## TASK OBJECTIVE
Collect the lines of the entries where "what" shows up.

## DATA SHOWN

PR #358, opened 2024-12-03
Fixed CI

Kotivskyi:
- bumped xcode version to 15.4, since 14.2 is not available on macos-latest (mac os 15) runner
- fixed iOS simulator build.: disabled arm64 architecture build, since SwiftSH does not supports it


Kotivskyi:
There is failing unit tests set SwiftTermTests that has dependency esctest which I assume is present on your local environment.
Do you think it will be fair to disable them when executing github CI?

migueldeicaza:
Mhm, esctest should be public, I think it would be nice to bring into the CI rather than removing it.

PR #362, opened 2025-01-16
re-setup scroller on size change

krzyzanowskim:
## problem
  NSScroller does not resize automatically (in height) after the initial frame setup.

## solution
  Re-setup scroller on resize. Unfortunately, simply updating NSScroller.frame.height does not work as expected.


migueldeicaza:
Thank you for the change Marcin!

PR #365, opened 2025-04-09
Fix issue where setting the caret color did nothing

georges:
Looks like internal variable was not being set.


migueldeicaza:
Thank you!

PR #367, opened 2025-04-20
Fix terminal clear on resize

georges:
On resize in iOS, terminal would clear which is a problem. Replaced hard reset with soft reset as suggested in https://github.com/migueldeicaza/SwiftTerm/discussions/366


migueldeicaza:
Thank you!

PR #412, opened 2025-12-11
Adding more 2-columns emojis (mostly religious symbols)

holzschu:
If I understood correctly the code in `Sources/SwiftTerm/Utilities.swift`, this adds a few extra emojis to the two-column list, based on: https://en.wikipedia.org/wiki/Religious_and_political_symbols_in_Unicode

Some of them were already present (e.g. ⛪️) but not all (⛩️, ☯️...)

⛩️ (`0x26e9`) is actually in a special class: it can either be one-column (⛩) or two-columns (⛩️) depending on the unicode "variation selector" that follows: `0x26e9 0xfe0e` = ⛩, `0x26e9 0xfe0f` = ⛩️. Globally, any unicode character followed by `0xfe0e` will be single column, any unicode character followed by `0xfe0f` will be double-column :
https://en.wikipedia.org/wiki/Variation_Selectors_(Unicode_block)

I'm not sure how to deal with those special cases with the existing code in `columnWidth()`, but if you can give me some directions, I'll try.

### DIFF
--- a/Sources/SwiftTerm/Utilities.swift
+++ b/Sources/SwiftTerm/Utilities.swift
@@ -133,6 +133,12 @@ struct UnicodeUtil {
         LH (lo: 0x25fd, hi: 0x25fe),
         // ☔, ☕
         LH (lo: 0x2614, hi: 0x2615),
+        // religious and political symbols:
+        LH (lo: 0x2626, hi: 0x2626),
+        LH (lo: 0x262a, hi: 0x262a),
+        LH (lo: 0x262c, hi: 0x262c),
+        LH (lo: 0x262e, hi: 0x262f),
+        LH (lo: 0x2638, hi: 0x2638),
         // zodiac signs
         LH (lo: 0x2648, hi: 0x2653),
         // ♿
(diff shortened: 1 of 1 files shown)


migueldeicaza:
Oh, this is very interesting!

I added special handling for 0xfe0f to mean two columns - I think it is a bit of a stretch from the Wikipedia page, but like everything related to this, I think it is acceptable.

migueldeicaza:
Ok, landed my change that should cope with the two sizes.

migueldeicaza:
Ok, with my new change of merging, I had to undo one small bit of your patch.

That will make it so that the 2/1 sizes are respected based on the modifier doing bw/color (from the wiki page), and default to bw/single column otherwise.

migueldeicaza:
The one part I am unclear on from your patch is: how many of those need to be undone now that I have support for 0xfe0f

holzschu:
Your change makes sense, I was actually planning to write a new PR to specifically undo ⛩️ now that there is support for 0xfe0f.

About your other question (what needs to be undone now that you have support for 0xfe0f), that is more challenging.
I found some reference here: https://en.wikipedia.org/wiki/Dingbats_(Unicode_block)

- first, I was wrong: a character can be followed by 0xfe0e and still be two columns (but anything followed by 0xfe0f is definitely two columns).
- second, there's a handful of characters listed there with an actual one-column glyph: ✂︎, ✌︎...
- but third: ⛩ is not on that list, so it's not a complete definite list...

holzschu:
I still have an issue with 0x2e69 / ⛩️: with the latest commit (43e92a785b010a960d12db7cebaa21f86e5b9401), it displays as 2 columns, but the cursor only advances by one column, so the next character is hidden (letters) or becomes a big rectangular block (emojis).

migueldeicaza:
Oh that part I know exactly what is going on - while we now compute the right size, when updating I was not changing the next column value.

Fix incoming.

PR #416, opened 2025-12-18
Fix: macOS background color rendering using incorrect color

yanjunhui:
On macOS, NSRect.fill(using:) uses NSColor (set via NSColor.set() or setFill()), not the CGContext's fill color that was set via context.setFillColor().

This caused background colors to be rendered incorrectly - for example, when running `ls --color` in a terminal, files that should have colored foreground text would instead appear with that color as background.

The fix adds backgroundColor.setFill() before calling rect.fill() to ensure the correct NSColor is used for background rendering.


migueldeicaza:

PR #417, opened 2025-12-23
MacLocalTerminalView: Add currentDirectory parameter to startProcess()

claimhawk:
The underlying `LocalProcess.startProcess()` already supports a `currentDirectory` parameter for specifying the working directory when launching a process, but `MacLocalTerminalView.startProcess()` did not expose this parameter.

This required users to access the internal `process` property directly:

```swift
// Required workaround:
terminalView.process.startProcess(executable: shell, args: ["--login"], currentDirectory: homeDir)
```

With this change, the API is consistent:

```swift
// Clean API:
terminalView.startProcess(executable: shell, args: ["--login"], currentDirectory: homeDir)
```

**Changes:**
- Added `currentDirectory: String? = nil` parameter to `MacLocalTerminalView.startProcess()`
- Updated documentation to describe the new parameter
- Passes the parameter through to the underlying `process.startProcess()` call

**Use case:** When building a terminal app that should start the shell in a specific directory (e.g., user's home directory rather than the app's working directory), this parameter allows clean configuration without accessing internal properties.


migueldeicaza:

PR #420, opened 2026-01-05
Add programmatic rendering for Unicode block elements

adammeghji:
## Summary
- Implement custom drawing for block characters (U+2580-U+259F) to eliminate anti-aliasing artifacts at cell boundaries
- Add `BlockDrawing.swift` with programmatic rendering for all block elements (full/half blocks, eighth blocks, shades, quadrant characters)
- Modify `AppleTerminalView` to detect block characters and render them with `CGContext` fills instead of `CTFontDrawGlyphs`

This is the same approach used by Kitty, WezTerm, and other modern terminals to ensure crisp block character rendering.

## Problem
When rendering block characters using font glyphs via CoreText, anti-aliasing causes visible gaps/banding at cell boundaries. This is particularly noticeable in TUI applications displaying waveforms, progress bars, or any UI using block elements.

## Solution
Detect block characters before calling `CTFontDrawGlyphs` and render them programmatically using `CGContext.fill()` with anti-aliasing disabled. Non-block characters continue to use normal font rendering.

## Test plan
- [x] Builds successfully with `swift build`
- [x] Tested in macOS app with TUI displaying waveforms using block characters
- [x] Verified no banding/gaps at cell boundaries

### DIFF
--- a/Sources/SwiftTerm/Apple/AppleTerminalView.swift
+++ b/Sources/SwiftTerm/Apple/AppleTerminalView.swift
@@ -799,16 +799,51 @@ extension TerminalView {
 
                     nativeForegroundColor.set()
 
+                    var fgColor = nativeForegroundColor.cgColor
                     if runAttributes.keys.contains(.foregroundColor) {
                         let color = runAttributes[.foregroundColor] as! TTColor
                         let cgColor = color.cgColor
+                        fgColor = cgColor
                         if let colorSpace = cgColor.colorSpace {
                             context.setFillColorSpace(colorSpace)
                         }
                         context.setFillColor(cgColor)
                     }
-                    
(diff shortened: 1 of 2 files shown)


migueldeicaza:
Interesting idea.

Can you share a screenshot before and after, just so I know what I am merging?

adammeghji:
> Interesting idea.
> 
> Can you share a screenshot before and after, just so I know what I am merging?

Absolutely, let me work on exactly this so you'll see the difference in rendering when the banding shows vs when it doesn't.

migueldeicaza:
Ok, I see what this does.

I took a slightly different approach, and instead of hijacking the text during the CoreTExt rendering, I render it in a pass like the kitty graphics.   Please take it for a spin.

migueldeicaza:
New: 
image

Old:

image

PR #422, opened 2026-01-06
Fix CJK character cursor drift caused by font advance width mismatch

fuwasegu:
## Summary

Fixes cursor position drifting when typing CJK (Japanese, Chinese, Korean) double-width characters.

## Problem

When typing CJK characters, the cursor gradually drifts away from the text. The gap between the cursor and the actual text grows larger with each character typed.

## Steps to reproduce

1. Open a terminal using SwiftTerm
2. Type Japanese text: echo あいうえお
3. Observe the cursor position drifting further from the text with each character

## Root cause

In AppleTerminalView.swift, glyph positions were calculated using CoreText's font-based advance width:

```swift
positions[i] = CGPoint(
    x: ctPosition.x + xOffset,
    y: ...)
```

CoreText's glyph advance width may not exactly match cellDimension.width × 2 for double-width characters, causing cumulative offset as more characters are rendered.

## Solution

Calculate each glyph's X position based on the terminal's column grid instead of CoreText's relative positioning:

```swift
let glyphColumn = startColumn + (i * segment.columnWidth)
positions[i] = CGPoint(
    x: lineOrigin.x + CGFloat(glyphColumn) * cellDimension.width,
    y: ...)
```

This ensures all characters align correctly with the terminal's cell grid regardless of font metrics.

## Testing

- Added unit tests for CJK character positioning:
  - testCJKCharacterPositioning - Japanese hiragana
  - testCJKMixedWithAscii - Mixed ASCII and Japanese
  - testChineseCharacterPositioning - Chinese characters
- All existing tests pass


migueldeicaza:
This was an incredible patch - I am not sure why my comments got deleted before, but I love that this also solves the Emoji drift problem and works great with Arabic!

Thank you so much for finding the spot to do this.

Issue #309, opened 2023-06-13
Mac: auto-scroll up and down while dragging selection


migueldeicaza:
This might have been a regression, it does not auto-scroll the buffer when the mouse is dragged out of the window.

migueldeicaza:
Fixed in f971cbf6cf19c8ff94ceb8bc310b758e6036e626

PR #430, opened 2026-01-09
Fix auto-scroll and SIGINT/Ctrl+C on macOS

botsdown:
This PR contains two fixes for macOS:

  ## 1. Fix auto-scroll timer for drag selection

  When drag-selecting text past the terminal edges, the view should auto-scroll. This fix addresses multiple issues:

  1. Added timer management:
     - autoScrollTimer property to hold the timer reference
     - startAutoScrollTimer() to create timer with .common run loop mode
     - stopAutoScrollTimer() to invalidate and clean up
     - Timer start/stop calls in mouseDragged() and cleanup in mouseUp()

  2. Fixed scroll direction in scrollingTimerElapsed():
     - Was calling scrollUp() in both branches
     - Now correctly calls scrollDown() when autoScrollDelta > 0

## SOLUTION FOR THIS EXERCISE
About your other question (what needs to be undone now that you have support for 0xfe0f), that is more challenging.
Oh that part I know exactly what is going on - while we now compute the right size, when updating I was not changing the next column value.
Can you share a screenshot before and after, just so I know what I am merging?
> Can you share a screenshot before and after, just so I know what I am merging?
Ok, I see what this does.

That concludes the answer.